2. Acute or chronic stress
Stress is a common trigger for anxiety attacks. The demands of everyday life, such as work, personal relationships, or financial problems, can increase the likelihood of having an anxiety attack.
3. Past traumas
Traumatic experiences, such as abuse, accidents, or violent events, can leave a deep mark on the mind and increase susceptibility to anxiety attacks.
4. Medical illnesses and mental health conditions
Some andMedical illnesses and mental disorders, such as thyroid disease, depression, or panic disorder can contribute to the occurrence of anxiety attacks.
5. Substance use
Substance abuse, such as alcohol or drugs, can trigger anxiety attacks or worsen symptoms in people prone to anxiety.
How to deal with an anxiety attack
Facing an anxiety attack can be a challenging experience, but there are effective strategies that can help you deal with these episodes.
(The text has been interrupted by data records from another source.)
PR #12333, opened 2025-04-30
fix: batch updates in upsertMany_

peterlgh7:
Batching updates in `mikro-orm-repository.ts` to bring down the duration of the `product/batch` endpoint. I kept changes as minimal as possible, but I have one question: Can we not use mikro-orm's own `_upsertMany` instead of our own version?


carlos-r-l-rodrigues (approved):
Nice 🔥 
LGTM

PR #3326, opened 2023-05-12
[frontend] Fix on Workbench and Vocabulary usage

### LINKED ISSUE #3311: Observable handling in Workbench
- In the workbench we are missing the observable_value handling (in format.js in the back) -> User Account observable is missing the default value.

- The vocab attributes are not handled at all, we need to extends the Entity.ts file to handle those -> ⁉️This will probably mean that we have to get all related files into pure function

Additionnal knowledge: this tasks is **deeply** linked to some work of @RomuDeuxfois, you need to sync with him regarding default values.
https://github.com/OpenCTI-Platform/opencti/issues/3211

Kedae:


marieflorescontact:
After test:

- Default value is not unknown any more 👌
- Is it normal to create an observable via Workbench without any value? 🤔

RomuDeuxfois:
Need to discuss about the next step for useAttribute file

SarahBocognano (approved):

It is important to remember that dealing with an anxiety attack takes time and practice. In conclusion, here are some tips that you can consider to deal with an anxiety attack:
1. Deep breathing
Practicing deep breathing can help you regain control during an anxiety attack. Inhale slowly through your nose, count to four, and then exhale slowly through your mouth. Repeat this process several times.
2. Focus on the present
A useful technique is to anchor your mind in the present. Describe out loud or in writing what you see around you, identify objects and colors. This can help you get out of the spiral of negative thoughts.
3. Progressive relaxation
Learn relaxation techniques, such as progressive muscle relaxation, which involve tensing and relaxing your muscles to release built-up tension.
4. Seek support
Don’t hesitate to talk to someone you trust during an anxiety attack. The simple action of sharing your feelings can be comforting and provide emotional support. As we have already mentioned before, do not hesitate to go to a mental health professional ; It’s okay if you can’t manage an anxiety attack on your own, it’s normal to need professional help.